Category Archives: Learning from Jesus

The articles in Learning from Jesus have specific principles we can apply to our life and our relationship with others.

God Loves Pink Monkeys

There is a legend about a “pink monkey” which describes a behavioral experiment involving a group of monkeys. Supposedly, some behaviorists dyed one monkey pink and returned it to the monkey group. After a brief perusal of the pink monkey, the other monkeys attacked it so viciously that the researchers had to rescue the pink monkey.

This “Pink Monkey” experiment is not true, but rather a social parable about how human beings tend to treat those who are different. More often than not we tend to push off to the side those who are different; those who don’t readily fit into our picture of the norm.

Differences can include physical appearance, intellectual ability, physical ability or disability, personality, emotional states, mental health challenges and the like.  The “pink monkey” in the parable was different. He no longer blended in with the tribe. Therefore, he was suspect, he was isolated and attacked.

The sad part of this “pink monkey” story is that I learned about it through a high school girl. She read about the “Pink Monkey” experiment and likened it to in her peer group  – feeling the attack of disapproval, rejection and indifference. She believes herself to be a “Pink Monkey” rather that a wondrous creation of God reflecting His image.

This may be an extreme conclusion for her to draw, and may not totally reflect the whole reality of her situation, but it is how this young woman feels.

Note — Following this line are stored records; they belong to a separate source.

PR #1387, opened 2019-03-14
3974 by Inlead: Sorting of Events is changed

NicolaeGrigoriu:
#### Link to issue

http://platform.dandigbib.org/issues/3974

#### Description

At some point between the latest releases, the sorting/display of Events have changed.
**Release 29 (7.x-4.5.x):**
image

**Release 30 (7.x-4.6.x):**
image

#### Screenshot of the result

image

#### Checklist

The problem is not in the releases. This behavior occurs when 2 or more nodes in the view doesn't have images. It tries to stack them in a single column.

### DIFF
--- a/themes/ddbasic/scripts/view.js
+++ b/themes/ddbasic/scripts/view.js
@@ -207,14 +207,6 @@
                 has_image = false;
               }
 
-              // If odd and has image.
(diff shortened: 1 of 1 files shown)


JrgenGNielsen:
Scrutinizer error is unrelated to this PR.
reviewed and approved

PR #1388, opened 2019-03-18
3756 by Inlead: Add Material list to Event and Page CTs

NicolaeGrigoriu:
#### Link to issue

https://platform.dandigbib.org/issues/3756

#### Description

Currently it seems like its only News that supports referencing of Materials to be displayed as carousel.

Event CT and Page CT should also support this.

#### Screenshot of the result
**Pace CT**
image

**Event CT**
image

#### Checklist


guddo:
@cableman This is the layout used on News CT at the moment.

I was deeply moved by this girl’s feelings and had to ask myself, “How am I doing at loving and accepting those who are different from the norm or from my expectations and standards?”

God Created “Pink Monkeys*” (*Please note I am in no way saying that man is a monkey, or that people who are different are monkeys. I am using this term to refer to all those who stand out from the norm like the “pink monkey in the story.)

I want to advocate that we see beyond the “pink” to the beauty of God in each person. “Pink Monkeys” are created in the image of God just as is everyone else.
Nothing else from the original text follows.